The previous reports indicated that the infection rate of Sarcocystis among Korean cattle was as high as 29.1-43.6% (Kang et al., 1988; Jang et al., 1990; Yang et al., 1990), which suggested the existence of the associated life cycle of S. cruzi between domestic cattle and dogs. However, there has not been any reported case of naturally-acquired S. cruzi infection in domestic dogs in Korea, although several investigators have attempted to establish such findings. This study may indicate that naturally occurring infected cases are hard to detect since low number of sporocysts were detected even in the experimentally infected dogs. It is nearly impossible to detect sporocysts from the feces without a concentration method with samples collected during the peak secretion period.

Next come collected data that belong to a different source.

PR #1171, opened 2023-06-20
Permit access to Frontend for draft CSV previews in integration

brucebolt:
This adds ingress to Frontend at the draft asset host for CSV previews and the assets needed to render the page.

### DIFF
--- a/charts/app-config/values-integration.yaml
+++ b/charts/app-config/values-integration.yaml
@@ -1024,6 +1024,10 @@ govukApplications:
           pathType: ImplementationSpecific
         - name: assets-origin.{{ .Values.k8sExternalDomainSuffix }}
           path: /assets/frontend/
+        - name: draft-assets.{{ .Values.k8sExternalDomainSuffix }}
+          path: /government/uploads/system/uploads/attachment_data/file/*/*/preview
+        - name: draft-assets.{{ .Values.k8sExternalDomainSuffix }}
+          path: /assets/frontend/
     extraEnv:
       - name: GOVUK_NOTIFY_TEMPLATE_ID
         value: *frontend-notify-template


sengi (approved):

sengi:
Controller doesn't look happy this time :(

`k -n cluster-services logs deploy/aws-load-balancer-controller | grep assets-origin`

```json
{
  "level": "error",
  "ts": 1687266587.2025476,
  "logger": "controller-runtime.manager.controller.ingress",
  "msg": "Reconciler error",
  "name": "assets-origin",
  "namespace": "",
  "error": "ingress: apps/frontend: prefix path shouldn't contain wildcards: /government/uploads/system/uploads/attachment_data/file/*/*/preview"
}
```

brucebolt:
Yeah, just looking at this in Argo's event log.

I've missed off `pathType: ImplementationSpecific` compared to the other containing wildcards.  I can't see any mention of wildcards in the docs, but maybe this is what I need toadd?

sengi:
Ah snap, was just about to post this :) Yeah adding `pathType: ImplementationSpecific` should fix it.

brucebolt:
Thanks @sengi.  Have raised https://github.com/alphagov/govuk-helm-charts/pull/1172 to fix this.

sengi:
Yeah I can see how it'd be a tricky one to find out about. The wildcard pattern matching isn't a feature of aws-lb-controller, nor a feature of Ingress. It's a [feature of the ELBv2 API](https://docs.aws.amazon.com/elasticloadbalancing/latest/application/load-balancer-listeners.html#path-conditions).

brucebolt:
Ah, that makes sense.  I was starting to wonder if it was something custom that we'd written, but this explains why adding that `pathType` works here.

PR #1173, opened 2023-06-21
Change `draft-assets` routing to use draft-frontend for CSV Previews

brucebolt:
We run two instances of the Frontend application: live and draft.

CSV Previews are currently being routed to the live version for both live and draft assets. This is not correct as the live version of Frontend does not have access to the Draft Content Store.

Therefore updating the routing so draft requests come to the draft frontend instance.


sengi (approved):
Cool 👍

PR #1176, opened 2023-06-21
Remove alb.ingress.kubernetes.io/security-groups from frontend and draft frontend

davidgisbey:
We've got an ongoing issue where draft asset manger is not working in production. We've received many Zendesk tickets stating people can't see draft PDFs

We were pointed to a similar incident which was resolves via these PRs:

https://github.com/alphagov/govuk-helm-charts/pull/1024
https://github.com/alphagov/govuk-helm-charts/pull/1025

So we're going to remove the same lines from the recent [PR](https://github.com/alphagov/govuk-helm-charts/pull/1174) that was merged for CSV rendering that includes the same.


KludgeKML (approved):
Looks good to me.

sengi (approved):

brucebolt (approved):

PR #1177, opened 2023-06-22
Update hostnames and ordering for draft CSV previews

brucebolt:
We are currently routing all requests for `draft-assets` to the live instance of Frontend first.

These requests should go to the draft Frontend instance instead.

Therefore updating the ordering so draft-frontend has higher priority and specifying a specific hostname for the draft Frontend instance so we match only draft requests.

[Trello card](https://trello.com/c/y2vagYMl)

### DIFF
--- a/charts/app-config/values-integration.yaml
+++ b/charts/app-config/values-integration.yaml
@@ -1101,7 +1101,7 @@ govukApplications:
         <<: *alb-ingress-www-waf-ruleset
         alb.ingress.kubernetes.io/load-balancer-name: assets-origin
         alb.ingress.kubernetes.io/group.name: assets-origin
-        alb.ingress.kubernetes.io/group.order: '15'
+        alb.ingress.kubernetes.io/group.order: '16'
         alb.ingress.kubernetes.io/security-groups: eks_ingress_www_origin
         alb.ingress.kubernetes.io/load-balancer-attributes: *assets-lb-attributes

Naturally and experimentally infected cattle with S. cruzi became severely ill or some even died with abortion and lesions similar to those in dalmeny disease (Fayer et al., 1976; Frelier and Lewis, 1984). Furthermore, acute anemia developed which primarily was the result of acute extravascular hemolysis. The most severe pathologic change occurred during day 26 and 33 p.i. (Johnson et al., 1975). In this report, the fluctuation of rectal temperatures and PCV levels were observed, which supported the findings described by above mentioned groups. Our results also suggest that more attention should be given to the pathogenicity of cattle in the field. In conclusion, these results confirmed that the S. cruzi found in Korean native cattle has a 2-host life cycle, with dogs as the definitive host and Korean native calves as the intermediate host.